Results. Figure 6 presents the results for execution time, performance statistics and energy consumption. The results are normalized to the values of the Distance mapping. Regarding the performance, the execution time was reduced by 10.1 %, caused by the reduction of the number of L2 cache misses (32.0 %) and a reduction of the number of DRAM accesses (39.9 %). The processor memory read time was reduced by 22.6 %. The higher data locality also led to a reduction of the number of L2 invalidation messages and off-chip interconnection usage. The reduction of the interconnection traffic and L2 misses enabled the L2 prefetcher to issue 5.8 % more requests, which also contributed to the overall performance gains.

The more efficient execution also reduced energy consumption. Leakage was reduced by 10.1 % for all components, the same amount as the execution time. As expected, dynamic energy consumption was reduced less, by 2.4 % overall, leading to a total energy reduction of 6.1 %. Although there are reductions of the energy consumed by the cores and L2 caches, of 5.5 % and 8.0 % respectively, the extra prefetches reduced potential reductions of the L2 dynamic energy, which comprises 23.2 % of the total L2 energy. The highest energy reductions were achieved by the memory controller and the interconnections between the L2 caches, and between the processors and the main memory, with reductions of 17.9 % and 22.4 % respectively. The interconnection savings are caused by less off-chip searches, as well as less cache-to-cache and DRAM data transfers.

7 Related Work

Many techniques for thread mapping have been investigated previously, focusing on balance-based or locality-based policies. Most balance-based policies depend on characteristics of the parallel application and the underlying architecture, such as memory usage or core utilization. Sasaki et al. [16] develop a scheduling scheme for multi-threaded applications based on predicting the application scalability to balance the resource utilization. The Extended Lowest Load technique [17] uses a heuristic that is based on the amount of time spent by each core doing useful work to find the optimal target core for each thread. Pearce et al. [15] argue that the limitation in load balancing-based mapping policies is related to inaccurate load information. Depending on information about the work units of the application and dependencies between them, they develop load metrics and a cost model for re-correcting load imbalance.

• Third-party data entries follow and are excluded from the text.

PR #3359, opened 2024-12-19
sysroot: Support for directories instead of symbolic links in boot part

igoropaniuk:
Allow manipulating and updating /boot/loader entries under a normal directory, as well as using symbolic links.

For directories this uses `renameat2` to do atomic swap of the loader directory in the boot partition. It fallsback to non-atomic rename. This stays atomic on filesystems supporting links but also provide a non-atomic behavior when filesystem does not provide any atomic alternative.

/boot/loader as a normal directory is needed by systemd-boot support, and can be stored under the EFI ESP vfat partition.

Tests were duplicated for simplicity reasons.

Based on the original implementation done by Valentin David [1].

[1] https://github.com/ostreedev/ostree/pull/1967

### DIFF
--- a/src/libostree/ostree-bootloader-grub2.c
+++ b/src/libostree/ostree-bootloader-grub2.c
@@ -411,8 +411,19 @@ _ostree_bootloader_grub2_write_config (OstreeBootloader *bootloader, int bootver
     }
   else
     {
-      new_config_path = ot_gfile_resolve_path_printf (self->sysroot->path,
-                                                      "boot/loader.%d/grub.cfg", bootversion);
+      /* In directory mode boot/loader is a real directory; staging happens in loader.tmp.
+       * In symlink mode staging happens in loader.N.
+       */
+      struct stat loader_stbuf;
+      if (!glnx_fstatat_allow_noent (self->sysroot->sysroot_fd, "boot/loader", &loader_stbuf,
+                                     AT_SYMLINK_NOFOLLOW, error))
+        return FALSE;
+      gboolean loader_is_dir = (errno == 0 && S_ISDIR (loader_stbuf.st_mode));
+      new_config_path
+          = loader_is_dir
+                ? ot_gfile_resolve_path_printf (self->sysroot->path, "boot/loader.tmp/grub.cfg")
+                : ot_gfile_resolve_path_printf (self->sysroot->path, "boot/loader.%d/grub.cfg",
+                                                bootversion);
     }
 
   const char *grub_argv[4] = { NULL, "-o", NULL, NULL };
--- a/src/libostree/ostree-bootloader-syslinux.c
+++ b/src/libostree/ostree-bootloader-syslinux.c
@@ -111,7 +111,17 @@ _ostree_bootloader_syslinux_write_config (OstreeBootloader *bootloader, int boot
 {
   OstreeBootloaderSyslinux *self = OSTREE_BOOTLOADER_SYSLINUX (bootloader);
 
-  g_autofree char *new_config_path = g_strdup_printf ("boot/loader.%d/syslinux.cfg", bootversion);
+  /* In directory mode boot/loader is a real directory; staging happens in loader.tmp.
+   * In symlink mode staging happens in loader.N.
+   */
+  struct stat loader_stbuf;
+  if (!glnx_fstatat_allow_noent (self->sysroot->sysroot_fd, "boot/loader", &loader_stbuf,
+                                 AT_SYMLINK_NOFOLLOW, error))
+    return FALSE;
+  gboolean loader_is_dir = (errno == 0 && S_ISDIR (loader_stbuf.st_mode));
+  g_autofree char *new_config_path
+      = loader_is_dir ? g_strdup ("boot/loader.tmp/syslinux.cfg")
+                      : g_strdup_printf ("boot/loader.%d/syslinux.cfg", bootversion);
 
   /* This should follow the symbolic link to the current bootversion. */
   g_autofree char *config_contents = glnx_file_get_contents_utf8_at (
--- a/src/libostree/ostree-bootloader-uboot.c
+++ b/src/libostree/ostree-bootloader-uboot.c
@@ -171,7 +171,17 @@ _ostree_bootloader_uboot_write_config (OstreeBootloader *bootloader, int bootver
   if (!create_config_from_boot_loader_entries (self, bootversion, new_lines, cancellable, error))
     return FALSE;
 
-  g_autofree char *new_config_path = g_strdup_printf ("boot/loader.%d/uEnv.txt", bootversion);
+  /* In directory mode boot/loader is a real directory; staging happens in loader.tmp.
+   * In symlink mode staging happens in loader.N.
+   */
+  struct stat loader_stbuf;
+  if (!glnx_fstatat_allow_noent (self->sysroot->sysroot_fd, "boot/loader", &loader_stbuf,
+                                 AT_SYMLINK_NOFOLLOW, error))
+    return FALSE;
+  gboolean loader_is_dir = (errno == 0 && S_ISDIR (loader_stbuf.st_mode));
+  g_autofree char *new_config_path = loader_is_dir
+                                         ? g_strdup ("boot/loader.tmp/uEnv.txt")
+                                         : g_strdup_printf ("boot/loader.%d/uEnv.txt", bootversion);
   g_autofree char *new_config_contents = _ostree_sysroot_join_lines (new_lines);
   if (!glnx_file_replace_contents_at (self->sysroot->sysroot_fd, new_config_path,
                                       (guint8 *)new_config_contents, strlen (new_config_contents),
--- a/src/libostree/ostree-sysroot-deploy.c
+++ b/src/libostree/ostree-sysroot-deploy.c
@@ -2186,6 +2186,53 @@ install_deployment_kernel (OstreeSysroot *sysroot, int new_bootversion,
   return TRUE;
 }
 
+/* Determine whether an existing directory implements the semantics described in
+ * https://uapi-group.org/specifications/specs/boot_loader_specification/#type-1-boot-loader-entry-keys
+ */
+static gboolean
+is_bootconfig_type1_semantics (OstreeSysroot *sysroot, GCancellable *cancellable, GError **error)
+{
+  struct stat stbuf;
+
+  if (!_ostree_sysroot_ensure_boot_fd (sysroot, error))
+    return FALSE;
+
+  if (!glnx_fstatat_allow_noent (sysroot->boot_fd, "loader/entries.srel", &stbuf,
+                                 AT_SYMLINK_NOFOLLOW, error))
+    return FALSE;
+
+  if (errno == ENOENT)
+    {
+      g_debug ("Didn't find loader/entries.srel file");
+      return FALSE;
+    }
+  else
+    {
+      /* Get semantics type by reading loader/entries.srel */
+      gsize len;
+      g_autofree char *type = glnx_file_get_contents_utf8_at (
+          sysroot->boot_fd, "loader/entries.srel", &len, cancellable, NULL);
+      if (type == NULL)
+        {
+          g_debug ("Invalid loader/entries.srel file");
+          return FALSE;
+        }
+
+      if (g_str_has_prefix (type, "type1"))
+        {
+          g_debug ("type1 semantics is found in loader/entries.srel file");
+          return TRUE;
+        }
+      else
+        {
+          g_debug ("Unsupported semantics type ('%s') in loader/entries.srel file", type);
+          return FALSE;
+        }
+    }
+
+  return FALSE;
+}
+
 /* We generate the symlink on disk, then potentially do a syncfs() to ensure
  * that it (and everything else we wrote) has hit disk. Only after that do we
  * rename it into place.
--- a/src/libostree/ostree-sysroot-deploy.c
+++ b/src/libostree/ostree-sysroot-deploy.c
@@ -107,6 +107,13 @@ sysroot_flags_to_copy_flags (GLnxFileCopyFlags defaults, OstreeSysrootDebugFlags
   return defaults;
 }
 
+/* Create the symlink boot/boot. Sets errno on failure. */
+static int
+create_bootself_link (OstreeSysroot *self)
+{
+  return TEMP_FAILURE_RETRY (symlinkat (".", self->sysroot_fd, "boot/boot"));
+}
+
 /* Try a hardlink if we can, otherwise fall back to copying.  Used
  * right now for kernels/initramfs/device trees in /boot, where we can just
  * hardlink if we're on the same partition.
@@ -1831,8 +1838,9 @@ bootloader_entry_filename (OstreeSysroot *sysroot, guint n_deployments,
  */
 static gboolean
 install_deployment_kernel (OstreeSysroot *sysroot, int new_bootversion,
-                           OstreeDeployment *deployment, guint n_deployments, gboolean show_osname,
-                           GCancellable *cancellable, GError **error)
+                           const char *boot_entries_dir, OstreeDeployment *deployment,
+                           guint n_deployments, gboolean show_osname, GCancellable *cancellable,
+                           GError **error)
 
 {
   GLNX_AUTO_PREFIX_ERROR ("Installing kernel", error);
@@ -1858,7 +1866,9 @@ install_deployment_kernel (OstreeSysroot *sysroot, int new_bootversion,
   const char *osname = ostree_deployment_get_osname (deployment);
   const char *bootcsum = ostree_deployment_get_bootcsum (deployment);
   g_autofree char *bootcsumdir = g_strdup_printf ("ostree/%s-%s", osname, bootcsum);
-  g_autofree char *bootconfdir = g_strdup_printf ("loader.%d/entries", new_bootversion);
+  /* boot_entries_dir is relative to boot_fd; in symlink mode it is loader.N/entries,
+   * in directory mode it is loader.tmp/entries. */
+  const char *bootconfdir = boot_entries_dir;
 
   if (!glnx_shutil_mkdir_p_at (sysroot->boot_fd, bootcsumdir, 0775, cancellable, error))
     return FALSE;
@@ -2188,11 +2198,10 @@ prepare_new_bootloader_link (OstreeSysroot *sysroot, int current_bootversion, in
   g_assert ((current_bootversion == 0 && new_bootversion == 1)
             || (current_bootversion == 1 && new_bootversion == 0));
 
-  /* This allows us to support both /boot on a seperate filesystem to / as well
+  /* This allows us to support both /boot on a separate filesystem to / as well
    * as on the same filesystem. */
-  if (TEMP_FAILURE_RETRY (symlinkat (".", sysroot->sysroot_fd, "boot/boot")) < 0)
-    if (errno != EEXIST)
-      return glnx_throw_errno_prefix (error, "symlinkat");
+  if (create_bootself_link (sysroot) < 0 && errno != EEXIST)
+    return glnx_throw_errno_prefix (error, "Creating bootself link");
 
   g_autofree char *new_target = g_strdup_printf ("loader.%d", new_bootversion);
 
@@ -2204,10 +2213,114 @@ prepare_new_bootloader_link (OstreeSysroot *sysroot, int current_bootversion, in
   return TRUE;
 }
 
+/* We generate the directory on disk (loader.tmp), then potentially do a syncfs() to ensure
+ * that it (and everything else we wrote) has hit disk. Only after that do we rename it into
+ * place (via renameat2 RENAME_EXCHANGE with loader).
+ *
+ * The ostree BLS entries are already written into loader.tmp/entries by install_deployment_kernel
+ * before this function is called; here we copy over the remaining content (loader.conf,
+ * entries.srel, and any non-ostree third-party BLS entries) so the new directory is complete.
+ */
+static gboolean
+prepare_new_bootloader_dir (OstreeSysroot *sysroot, GCancellable *cancellable, GError **error)
+{
+  GLNX_AUTO_PREFIX_ERROR ("Preparing bootloader directory", error);
+
+  if (!_ostree_sysroot_ensure_boot_fd (sysroot, error))
+    return FALSE;
+
+  /* This allows us to support both /boot on a separate filesystem to / as well
+   * as on the same filesystem. Allowed to fail with EPERM on ESP/vfat.
+   */
+  if (create_bootself_link (sysroot) < 0 && !G_IN_SET (errno, EEXIST, EPERM))
+    return glnx_throw_errno_prefix (error, "Creating bootself link");
+
+  /* Copy non-ostree content from the current loader directory (loader.conf) so
+   * that after the atomic exchange the new loader dir still has files that other
+   * bootloaders (e.g. systemd-boot) require.
+   * Paths are relative to boot_fd; "loader/" prefix is the current active directory.
+   */
+  {
+    struct stat stbuf;
+    const char *src = "loader/loader.conf";
+    if (!glnx_fstatat_allow_noent (sysroot->boot_fd, src, &stbuf, AT_SYMLINK_NOFOLLOW, error))
+      return FALSE;
+    if (errno != ENOENT)
+      {
+        if (!glnx_file_copy_at (sysroot->boot_fd, src, &stbuf, sysroot->boot_fd,
+                                "loader.tmp/loader.conf", GLNX_FILE_COPY_OVERWRITE, cancellable,
+                                error))
+          return FALSE;
+      }
+  }
+
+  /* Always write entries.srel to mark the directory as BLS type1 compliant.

In these approaches, locality issues and the communication behavior are not considered. On the other hand, policies that perform communication-aware mapping mostly focus on improving the locality of communication without evaluating balance. For parallel applications that communicate through MPI, most previous research focuses on methods to trace the messages and uses the information to perform a process mapping. MPIPP [5] is a framework for process mapping, consisting of a message tracer and mapping algorithm. Some papers evaluate process mapping for particular applications, such as the NAS-MPI benchmarks [14]. For applications that use OpenMP or Pthreads, most mapping solutions focus on analyzing memory accesses to map threads that communicate on shared caches, but do not address the balance issue [6, 8].

8 Conclusions

Communication-aware thread mapping can improve the performance of parallel applications on multicore systems. In this paper, we introduced metrics to describe the communication behavior and determine if an application can benefit from mapping policies that focus on the locality or the balance of communication. We presented a mapping policy that increases locality while still maintaining the balance. Our evaluation on a real system showed that this policy can provide the highest improvements and avoids the performance losses that may occur using a pure locality-based policy. We also provided an in-depth analysis of performance and energy efficiency gains from thread mapping in a hardware simulator.